Here are the salient facts:
Mother owned two commercial buildings, one in Tennessee and one in Arkansas.
Mother’s son (“Son”) owned an interest in Hi-Speed (the opinion does not say whether Son owned all or just part of Hi-Speed).
Mother agreed to spend significant money to build out the Arkansas building for Hi-Speed.
Mother and Hi-Speed entered into a written lease agreement for the Arkansas building (the “Lease”).
The Lease provided for a 20-year term with a base rent of $14,000 per month.
It also provided that Hi-Speed would pay additional rent of $4,000 per month while Mother’s Tennessee building was pledged as collateral for the loan she obtained to build out the Arkansas building.
Hi-Speed made the additional rent payments while the Tennessee building was pledged as collateral, through 2008.
Even after 2008, Hi-Speed continued making additional rent payments to Mother, often in greater amounts than $4,000 per month.
In 2009, Son died.
In 2011, new management at Hi-Speed notified Mother that the additional monthly payments would stop.
Mother filed suit against Hi-Speed. She claimed the Lease did not contain the entire agreement of the parties and that they had also verbally agreed the additional rent payments would continue as long as she remained obligated on the loan for the Arkansas building. (Her obligation on the loan lasted longer than the period when the Tennessee building was pledged as collateral.)
The trial court held that the parol evidence rule barred Mother from offering evidence of the verbal agreement.
Parol Evidence Rule Analysis
Under Tennessee law, the parol evidence rule generally prohibits parties from using evidence of prior negotiations or communications—written or oral—to alter or vary a written contract.
Mother argued that the rule did not apply under four exceptions:
Parol evidence may prove the existence of an independent or collateral agreement.
Where a written agreement was not intended as complete and exclusive, parol evidence may supply additional consistent terms.
Parol evidence may prove the written agreement does not contain the correct agreement of the parties.
Parol evidence does not prevent proof of agreements made after the written contract.
As to each of these, the Court of Appeals found:
Exception 1 did not apply. Parol evidence cannot be used to establish a collateral agreement that contradicts the written contract. The oral agreement contradicted the Lease, which stated that additional rent was only due while the Tennessee building was pledged as collateral.

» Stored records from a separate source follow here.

PR #261, opened 2022-07-14
Updated tag to be less confusing.

dragonmaster95:
Old tag was confusing people into thinking it works in all Minecraft related formats, not just in the Java Block/Item one.

### DIFF
--- a/plugins.json
+++ b/plugins.json
@@ -115,7 +115,7 @@
 		"title": "Player Statue Generator",
 		"author": "Wither, dragonmaster95 and 3XH6R",
 		"description": "Generates player shaped models.",
-		"tags": ["Minecraft"],
+		"tags": ["Minecraft: Java Edition"],
 		"icon": "accessibility",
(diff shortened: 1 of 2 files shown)


dragonmaster95:
Actually, do we have a tag for only the Java Block/Item format? (since it literally only works for that format)

SirJain0:
You should update plugins.json too, right? (Let me know if I'm wrong)

JannisX11:
Yes, please update plugins.json too.
However, I think there is no reason this should only work in Java Block / Item, right? Just remove the condition, add a check before setting display settings, and let it work in all formats.

dragonmaster95:
I didn't make the plugin, only the model 🤷‍♂️ 
Was just annoyed by people constantly asking how they use the plugin in other formats cause just the tag "Minecraft" made it sound like it works in all Minecraft intended formats.

JannisX11:
Just to be clear, the plugins.json file has to be updated too, otherwise this won't work.

PR #268, opened 2022-07-29
Added root motion extractor plugin

Tschipp:
Adds a plugin which tries its best to estimate a velocity for an animation, and then gives you the values needed to reach that velocity for the movement component.
image
image


JannisX11:
That's kinda impressive!

PR #278, opened 2022-09-16
Add Collapsible Start Screen Categories plugin

ewanhowell5195:
This plugin adds a small dropdown arrow next to each category on the start menu, allowing you to collapse each category and hide their respective formats.


JannisX11:
Menu is fairly ambiguous, you should call it Start Screen or Formats, ideally directly in the plugin name.

PR #282, opened 2022-09-26
Add Repeat It plugin

Ocraftyone:
Plugin is similar to Blender's array feature where it modifies a single cube by a user determined amount iteratively.


JannisX11:
Feedback:
* `plugins.json` has incorrect indentation, please make sure it uses tabs and is consistent with the rest of the file
* It does not seem to work in formats with limited rotation. Even when the rotation offset is set to 0, it shows the error message box.
* Cube faces are not copied. In order to clone an entire element, you can pass the original element as the first argument in the constructor. Then you can use `.extend({})` to set your custom values.
* Since this only works for cubes, could you either add that to the description (probably easier), or make sure it works for all default element types?
* Leaving the repeat number at 1 does nothing, so I would recommend to either have "1" make one copy, or set the default value to 2.

Ocraftyone:
Thank you. I will work on that when I get some free time

Ocraftyone:
Ok. I think that I got everything stated plus a couple others I came across. Have another look over it.

Ocraftyone:
Merged all of the changes to make sure there are no issues in the pr. Should be good to go still

JannisX11:
Cool. One more thing: New elements are always added to the root. It would make more sense to add them to the parent of the original cube, since otherwise the rotations of the parent groups and the organization gets lost.
Also, could you change the description from Shapes to Cubes. Since most people don't read the "about" section. It would be important to make that clear.

Ocraftyone:
@JannisX11 Fixed that

JannisX11:
Did you test this with rotated groups? You'll need to update the position of the cubes after adding them to the group. You can do this via `Canvas.updateView({ elements: [cube], element_aspects: {transform: true} })`.
Also, you missed the second point in my previous comment.

Ocraftyone:
@JannisX11 not exactly sure if I implemented that statement correctly, but I have an implementation. If not, I went ahead and allowed you to make changes that way you can make changes if it is something simple. I also updated the desc.

PR #287, opened 2022-10-09
Add Custom Marker Colors plugin

SirJain0:
This plugin adds custom marker colors which are compatible with meshes and keyframes. A couple things are planned for this plugin in the future, but the plugin works well.

image
image


SirJain0:
I want to add more things to this plugin actually, so I'll close this for now.

PR #290, opened 2022-10-16
Add Custom Markers Plugin

SirJain0:
Allows users to add marker colors which can also be used for meshes and keyframes.
Manage marker colors (view or delete) via `Marker Color Menu -> Edit Markers` and add new ones using `Marker Color Menu -> Add Custom Marker`.
Marker IDs are generated based on the marker name, but lower-cased and with underscores instead of spaces.
For more info, you can check out the about dialog via `Help -> About Plugins -> About Custom Marker Colors...`


JannisX11:
* In my test, colors did not persist after restarting Blockbench
* Why did you call it Marker, not Marker Color in some places?

SirJain0:
Just fixed some merging conflicts, and I'll take a look at those points.

SirJain0:
I fixed all the above. Please take a look.

JannisX11:
Cool, that works now!
I also noticed that the options to edit marker colors only appear in the cube context menu. They are missing on groups, meshes, keyframes, and timeline markers. I think in order to avoid confusion and to future-proof the plugin for color-codable features in future Blockbench updates, it would be good to add the options to the main menu bar. Maybe as a sub-menu under File > Preferences..., or in the Tools menu.

SirJain0:
@JannisX11 - I made those changes, you can now find the buttons in a submenu inside the tools menu. Works a lot better.

PR #292, opened 2022-10-17
Plugin Loader 2.0

ewanhowell5195:
This plugin replaces the built in Blockbench Plugin Loader with a new and improved Plugin Loader.

## Plugin Page
Each plugin now gets its own page where you can view all of its information, as well as install/uninstall/reload it.

## Plugin Tabs
All of the tags used across the plugins are now shown as a list of tabs up the side of the Plugin Loader, allowing you to quickly and easily browse and filter by the tags.


JannisX11:
Just one thing: Could you clarify in the description that this changes the interface, but not the plugin loader itself? Maybe replace Plugin Loader in the description with Plugin Browser or Plugin Dialog.

PR #296, opened 2022-10-25
Update "Animation to Java Converter" plugin

DailyCraft:
Update the plugin to activate the "Animate" tab on the "Modded Entity" format to allow the plugin to be used with the format for which it is made.


MatthewGreenspun:
Looks good to me!

PR #301, opened 2022-11-07
added rounding function to animation_to_java.js to fix formatting

VincentHuto:
Before this when exporting to a Java animation txt file, not only was each file line so long it would crash eclipse but it also had some weird line breaks meaning it couldn't be formatted or directly used without manual cleanup like this.
image
****
Ive added a round function to each float field that not only will reduce file size considerably but also fixes formatting so it can be directly copy and pasted without issue.
image


JannisX11:
I feel like this could work better with actual indentation, to distinguish keyframes from channels etc.
Also, could you update the version number in plugins.json as well when changing it in the plugin file?

Something unrelated to this PR that I noticed is that animators pull their name from the internal property _name, instead of .name. Which can result in the animation name being set as "undefined".

VincentHuto:
All very good points!, Ill take another pass over it and see what can be cleaned up, as for the _bone vs bone honestly not sure why the original author did it  ¯\_(ツ)_/¯

VincentHuto:
I will say even with proper indentation, this always seems to clip weird at this one scaleVec section without rounding for some odd reason
image

VincentHuto:
Indentation and plugin.json have been updated/cleaned up with the new commit

MatthewGreenspun:
Looks good to merge!
Honestly I don't mind if you stop including me in PRs. I originally created this plugin for a friend and he thought it would be a good idea to publish it but I don't even make mods myself and I trust the community to maintain the plugin much better than I could.

PR #305, opened 2022-11-14
Add Plugin Statistics Plugin

Malik12tree:


Malik12tree:
I also added a commit for the brush plus for the Brush Plus plugin:
- For the the App version: Use IndexDB to really save images into the memory instead of the path.

PR #310, opened 2022-12-06
Update Image Centering plugin to 1.1.0

SirJain0:
## Changelog
- Cleaned up code a bit
- Simplified some functions
- Centering can now be done with the keybind `c`


JannisX11:
Here's how you can define a keybinding: https://github.com/JannisX11/blockbench-plugins/blob/master/plugins/brush.js#L901
That way it's displayed in the tooltip and it can be re-assigned.

SirJain0:
@JannisX11 Thanks, that makes it a lot easier.

PR #659, opened 2026-04-21
Fall back to anonymous GCS client when no credentials are available

baileykuehl:
Allows external users without GCS credentials to read from public GCS folders


undfined (approved):
seems fine

PR #660, opened 2026-04-22
Add HFConverterCallback for end-of-training HuggingFace conversion

AkshitaB:
## Summary

- Add `HFConverterCallback`, a training callback that converts the final OLMo Core checkpoint to HuggingFace format at the end of training. All ranks collectively gather the full (FSDP-unsharded) model state dict and rank 0 performs the conversion.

Exception 2 did not apply. The oral agreement (that rent would continue so long as the loan was outstanding) contradicted the Lease (rent due only while the Tennessee building secured the loan).
Exception 3 did not apply. This exception is limited to reformation claims based on mistake. Mother did not request reformation.
Exception 4 did apply. The appeals court found it possible that Mother could prove the verbal agreement was made after the Lease was signed. Thus, the trial court should not have barred her from attempting to establish that claim under the parol evidence rule.
Statute of Frauds Analysis
The appeals court’s ruling on the parol evidence rule ultimately did not help Mother. The court held that any such verbal agreement was unenforceable under the Tennessee statute of frauds.
The statute of frauds requires real estate contracts, such as leases, to be in writing and signed. As a result, even if Mother could prove the oral agreement, it would still fail for lack of a signed writing.
This ruling shows how powerful the parol evidence rule and the statute of frauds can be in defending a client in real estate litigation when these doctrines apply.